The emulsion of this Formulation Example 3 moisturized the skin, prevented the skin from drying for a long time, and was excellent in the moisturizing effect.

[Formulation Example 4: Hair Nourishing]
(Ingredient) (mass%)
1. Srutianin 1.5
2. Ginkgo biloba extract 0.5
3. Tranexamic acid 1.0
4). Red Scenery Extract of Production Example 2 1.0
5. Glycerin 2.0
6). 6. Purified water remaining amount D-pantothenyl alcohol 0.3
8). Hinokitiol 0.02
9. Cephalanthin 0.001
10. Tocopherol acetate 0.01
11. L-Menthol 0.2
12 Polyoxyethylene hydrogenated castor oil 0.2
13. Ethanol 60
(Production method)
A. Components 1 to 6 are mixed and dissolved.
B. Components 7 to 13 are mixed and dissolved.
C. B was added to A to obtain a hair nourishing agent.
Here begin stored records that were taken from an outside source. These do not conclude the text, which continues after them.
PR #3196, opened 2019-11-15
Propagate collations

serprex:
DESCRIPTION: Add propagation support for collations, along with `DROP COLLATION` & `ALTER COLLATION`

This makes #2907 less awkward, but is mostly unrelated to that PR

Todo:
- [x] `create_or_replace_object` support
- [x] qualify code

### DIFF
--- a/src/backend/distributed/commands/collation.c
+++ b/src/backend/distributed/commands/collation.c
@@ -1,0 +1,601 @@
+/*-------------------------------------------------------------------------
+ * collation.c
+ *
+ * This file contains functions to create, alter and drop policies on
+ * distributed tables.
+ *
+ * Copyright (c) 2019, Citus Data, Inc.
+ *
+ *-------------------------------------------------------------------------
+ */
+#include "postgres.h"
+
+#include "access/htup_details.h"
+#include "access/xact.h"
+#include "catalog/pg_collation.h"
+#include "distributed/commands/utility_hook.h"
+#include "distributed/commands.h"
+#include "distributed/deparser.h"
+#include "distributed/master_metadata_utility.h"
+#include "distributed/metadata/distobject.h"
+#include "distributed/metadata_sync.h"
+#include "distributed/multi_executor.h"
+#include "distributed/relation_access_tracking.h"
+#include "distributed/worker_create_or_replace.h"
+#include "distributed/worker_manager.h"
+#include "parser/parse_type.h"
+#include "utils/builtins.h"
+#include "utils/lsyscache.h"
+#include "utils/syscache.h"
+#include "miscadmin.h"
+
+
+static char * CreateCollationDDLInternal(Oid collationId, Oid *collowner,
+										 char **quotedCollationName);
+static List * FilterNameListForDistributedCollations(List *objects, bool missing_ok,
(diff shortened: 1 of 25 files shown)


serprex:
@thanodnl should I create a `create_distributed_collation` UDF? Right now if users want to force propagation, they have to distribute a table with a column that has 'col text COLLATE collation'

serprex:
@thanodnl https://app.circleci.com/jobs/github/citusdata/citus/62064 it seems that by having `distributed_functions` & `distributed_collations` regression tests run in parallel we can sometimes hit deadlocks with the object distribution logic

thanodnl:
re: the `create_distributed_collation` UDF, I'd rather refrain from it but if we need it we might indeed want to go the route of the more generic `create_distributed_object` or `distribute_object`.

In what cases would one want to have the collation distributed outside of a column in a table? I thought the collation is part of the type in a table.

I guess one of the reasons to force distribution could be if collations could be used in queries. Marco was contemplating a just in time distributions for aggregates earlier. It might be that we would like to hook the planner into the distributed objects at some point to verify and distribute if not already done so, objects required in queries. For this we need to improve the speed at which we can lookup if an object is distributed, possibly via syscache infra structure.

Could you shed some light on the situations in which a collation is required to be distributed outside of the use in a column?

serprex:
@thanodnl no light to shed, use in queries is the use case

pykello:
> Could you shed some light on the situations in which a collation is required to be distributed outside of the use in a column?

Collations that are created using the [CREATE COLLATION](https://www.postgresql.org/docs/current/sql-createcollation.html) commands by the user might be easier to distributed/managed similar to types, ... A user might want to use a collation which is not installed by `initdb` by default.

For example when I tried, initdb didn't install the German collation with phone book ordering and I had to create it manually:

```
CREATE COLLATION german_phonebook (provider = icu, locale = 'de-u-co-phonebk');
```

I guess the usecase for having them in `pg_dist_object` would be distributing these kinds of collations.

serprex:
> For types we do the initial propagation during CREATE TYPE (if it's not in a transaction block). Would it be worth doing the same here to make sure user-defined collations can be used in queries?

Implemented

src/backend/distributed/commands/collation.c
```diff
@@ -0,0 +1,601 @@
...
+	}
+
+	/* fully qualify */
+	QualifyTreeNode((Node *) stmt);
+
+	/* deparse sql*/
+	char *renameStmtSql = DeparseTreeNode((Node *) stmt);
+
+	/* to prevent recursion with mx we disable ddl propagation */
+	EnsureSequentialModeForCollationDDL();
```
marcocitus: comment does not match line

serprex: this matches the comments in `commands/type.c`

serprex: Also updated instances of this comment in `commands/type.c`

serprex:
Agreed that there seems to be a lot more code than necessary for deparsing currently. I have some ideas about how to consolidate the code so that adding new objects to deparse will be less error prone & more straightforward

[Prescription Example 5: Ointment A]
(Compounding ingredients) (mass%)
1. Stearyl alcohol 18.0
2. Owl 20.0
3. Polyoxyethylene (20) monooleate 0.25
4). Glycerin monostearate 0.3
5. Vaseline 40.0
6). 6. Purified water remaining amount Glycerin 10.0
8). Adenosine-1-phosphate 0.5
9. Red Scenery Extract of Production Example 2 1.0
(Production method)
A. 1-5 are mixed uniformly at 70 degreeC.
B. Warm 6-8 to 70 ° C.
C. Add B to A and emulsify.
D. C was cooled and 9 was added to obtain an ointment.

Claims (6)

  A dendritic negative regulator comprising an extract of Rhodiola as an active ingredient.   The dendritic negative control agent according to claim 1, wherein the plant is Sekiji Kagetenten and / or Ohana Kagekeiten.   The dendritic negative control agent according to claim 1 or 2, wherein the plant extract is extracted with water, alcohols, or hydrous alcohols.   The dendritic negative control agent according to any one of claims 1 to 3, wherein the dendritic negative control is melanocyte dendritic negative control.   The dendrite negative control agent according to any one of claims 1 to 4, wherein the dendrite negative control is dendrite formation inhibition, dendrite retraction, or dendrite activation inhibition.   A screening method for a dendrite controlling agent using an extract of a red genus Rhodiola.